All of the entries should be returned without a single change.

Saved entries
□ □ □ □ □ □ □
PR #1384, opened 2021-06-21
feat(cli): add task wrapper for preview command

kuojianlu:
1. spawn shell command
2. no timeout support
3. no kill support

### DIFF
--- a/packages/cli/src/cmds/preview/task.ts
+++ b/packages/cli/src/cmds/preview/task.ts
@@ -1,4 +1,4 @@
-import { ChildProcess, spawn, SpawnOptions } from "child_process";
+import { spawn, SpawnOptions } from "child_process";
 
 interface TaskOptions {
     cwd?: string;
--- a/packages/cli/src/cmds/preview/task.ts
+++ b/packages/cli/src/cmds/preview/task.ts
@@ -1,10 +1,5 @@
 import { ChildProcess, spawn, SpawnOptions } from "child_process";
 
-function delay(ms: number) {
-    // tslint:disable-next-line no-string-based-set-timeout
-    return new Promise((resolve) => setTimeout(resolve, ms));
-}
-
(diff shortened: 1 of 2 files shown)


packages/cli/src/cmds/preview/task.ts
```diff
@@ -0,0 +1,87 @@
...
+            // TODO: log
+            this.stderr += data;
+        });
+    }
+
+    /**
+     * wait for the task to end
+     */
+    public async wait(): Promise<TaskResult> {
+        while (true) {
```
swatDong, line 46: Instead of `while(true)...delay`, can we leverage existing `exit` or `close` event? E.g.,

``` node
const task = spawn(...);
return new Promise<number>((resolve, reject) => {
    task.on('exit', code => resolve(code));
});
```

packages/cli/src/cmds/preview/task.ts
□ □ □ □ □ □ □
* OUTPUT OF THE TASK *
PR #1384, opened 2021-06-21
feat(cli): add task wrapper for preview command

kuojianlu:
1. spawn shell command
2. no timeout support
3. no kill support

### DIFF
--- a/packages/cli/src/cmds/preview/task.ts
+++ b/packages/cli/src/cmds/preview/task.ts
@@ -1,4 +1,4 @@
-import { ChildProcess, spawn, SpawnOptions } from "child_process";
+import { spawn, SpawnOptions } from "child_process";
 
 interface TaskOptions {
     cwd?: string;
--- a/packages/cli/src/cmds/preview/task.ts
+++ b/packages/cli/src/cmds/preview/task.ts
@@ -1,10 +1,5 @@
 import { ChildProcess, spawn, SpawnOptions } from "child_process";
 
-function delay(ms: number) {
-    // tslint:disable-next-line no-string-based-set-timeout
-    return new Promise((resolve) => setTimeout(resolve, ms));
-}
-
(diff shortened: 1 of 2 files shown)


packages/cli/src/cmds/preview/task.ts
```diff
@@ -0,0 +1,87 @@
...
+            // TODO: log
+            this.stderr += data;
+        });
+    }
+
+    /**
+     * wait for the task to end
+     */
+    public async wait(): Promise<TaskResult> {
+        while (true) {
```
swatDong, line 46: Instead of `while(true)...delay`, can we leverage existing `exit` or `close` event? E.g.,

``` node
const task = spawn(...);
return new Promise<number>((resolve, reject) => {
    task.on('exit', code => resolve(code));
});
```

packages/cli/src/cmds/preview/task.ts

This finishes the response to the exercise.